1. A reconfigurable logic element (RLE) as part of an integrated circuit for use in an emulation system comprising:

a reconfigurable logic portion to reconfigurably implement logic, said reconfigurable logic portion having N inputs; and

a coupling portion coupled to said reconfigurable logic portion, including N inputs, a multi-stage coupling network and N outputs, with said N outputs of said coupling portion correspondingly coupled to said N inputs of said reconfigurable logic portion, and said multi-stage coupling network configurably coupling said N inputs of said coupling portion to said N outputs of said coupling portion.

2. The RLE of claim 1 wherein said configurable coupling is bijective.

3. The RLE of claim 1 wherein said multistage coupling network is configurable separately from said reconfigurable logic portion.

4. The RLE of claim 1 wherein said multistage coupling network comprises a plurality of two-signal switching circuits.

5. The RLE of claim 1 wherein said multistage coupling network consists of five two-signal switching circuits.

6. The RLE of claim 1 wherein said multistage coupling network consists six two-signal switching circuits.
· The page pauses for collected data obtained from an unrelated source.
PR #730, opened 2018-03-21
BFMVP-7637 Use original representation only for PDF files

stariqmi:
This temporarily fixes https://bonfirehub.atlassian.net/browse/BFMVP-7637.

Some PDF files are not being rendered correctly using their PDF representation, hence we need to use only the original representation while Box fixes this issue. Instead of completely changing the `DocLoader.js` - `determineRepresentation`, I have modified it such that we can pass in an option to use only the original representation.


boxcla:
Hi @stariqmi, thanks for the pull request. Before we can merge it, we need you to sign our Contributor License Agreement. You can do so electronically here: http://opensource.box.com/cla

stariqmi:
CLA Signed

PR #733, opened 2018-03-22
Fix: display error when previewing flash and not enabled

DanDeMicco:
swfobject is no longer supported, and flash detection is broken thus a blank page shows up when previewing flash content and flash is not enabled in the browser. This will use the existing flash detection and display a previewError asking the user to enable flash


boxcla:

7. The RLE of claim 1, wherein said multistage coupling network is a swapper.

8. An integrated circuit for use in an emulation system comprising:

a plurality of reconfigurable logic elements (RLE), each RLE including:

a coupling portion coupled to said first logic, including N inputs, a multi-stage coupling network and N outputs, with said N outputs of said coupling portion correspondingly coupled to said N inputs of said reconfigurable logic portion, and said multi-stage coupling network configurably coupling said N inputs of said coupling portion to said N outputs of said coupling portion.
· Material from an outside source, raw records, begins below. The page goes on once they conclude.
PR #737, opened 2018-03-26
Chore: Remove unused babel-polyfill

tonyjin:
With Node v8+ we no longer need babel-polyfill for Webpack.

### DIFF
--- a/README.md
+++ b/README.md
@@ -306,14 +306,14 @@ Development Setup
 -----------------
 1. Install Node v8.9.4 or higher.
 2. Install yarn package manager `https://yarnpkg.com/en/docs/install`. Alternatively, you can replace any `yarn` command with `npm`.
-2. Fork the upstream repo `https://github.com/box/box-content-preview`.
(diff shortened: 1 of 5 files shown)


priyajeet:
Probably add these in package.json

```
"devEngines": {
    "node": ">=8.x",
    "npm": ">=3.x",
    "yarn": ">=1.0.0"
  },
  ```

tonyjin:
@priyajeet you don't strictly need yarn right? I'll add node & npm. Where's the documentation on this?Couldn't find anything except for github PRs with a quick search of "npm devEngines" or "package.json devEngines"

tonyjin:
Decided to remove `devEngines` for now since it doesn't seem to be an official option in `npm` or `yarn`, just `engines`. `devEngines` seems to be a React-only feature and they have a custom post-install hook that checks this: https://github.com/facebook/fbjs/blob/master/packages/fbjs-scripts/node/check-dev-engines.js#L29-L61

9. A method of emulating an electronic circuit, comprising:

(a) sending a netlist to an emulation system, said netlist being descriptive of said electronic circuit; and

(b) receiving results from said emulation system, wherein said results are based on processing said netlist by said emulation system, and wherein said emulation system comprises:

an emulator including at least one logic board comprising at least one integrated circuit, said at least one integrated circuit including at least one reconfigurable logic element (RLE), said at least one RLE including:

a first logic to reconfigurably implement logic, said first logic having N inputs; and

a second logic coupled to said first logic, including N inputs, a multi-stage coupling network and N outputs, with said N outputs of said second logic correspondingly coupled to said N inputs of said first logic, and said multi-stage coupling network configurably coupling said N inputs of said second logic to said N outputs of said second logic.

10. The method of claim 9, wherein said emulation system further comprises:

a workstation including design routing software to partition a design of said electronic circuit into a plurality of partitions.
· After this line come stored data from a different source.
PR #745, opened 2018-03-28
Chore: Only reset to upstream/master for major/minor releases

pramodsum:
This will prevent patch releases from resetting to upstream/master. Instead, it will reset to the previous version of Preview (if available). 

- TODO: replicate the same logic in BoxAnnotations

### DIFF
--- a/build/release.sh
+++ b/build/release.sh
@@ -37,7 +37,7 @@ reset_to_previous_version() {
     # Reset and fetch upstream with tags
     reset_tags || return 1;
 
-    # Reset to latest code and clear unstashed changes
+    # Reset to previous release version and clear unstashed changes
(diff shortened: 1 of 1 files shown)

11. A reconfigurable logic element (RLE) as part of an integrated circuit for use in an emulation system comprising:

a reconfigurable logic portion to reconfigurably implement logic, said reconfigurable logic portion having M inputs; and

a coupling portion coupled to said reconfigurable logic portion, including N inputs, a multi-stage coupling network and M outputs, with said M outputs of said coupling portion correspondingly coupled to said M inputs of said reconfigurable logic portion, and said multi-stage coupling network configurably and selectively coupling said N inputs of said coupling portion to said M outputs of said coupling portion.

12. A programmable logic device for use in an emulation system, comprising:

a plurality of reconfigurable logic elements; and

an interconnect network interconnecting the plurality of reconfigurable logic elements, the interconnect network including:

an input interface that accommodates N inputs;

an output interface that accommodates N outputs; and

a switching module coupled to said input interface and to said output interface and configured to bijectively map said N inputs to said N outputs.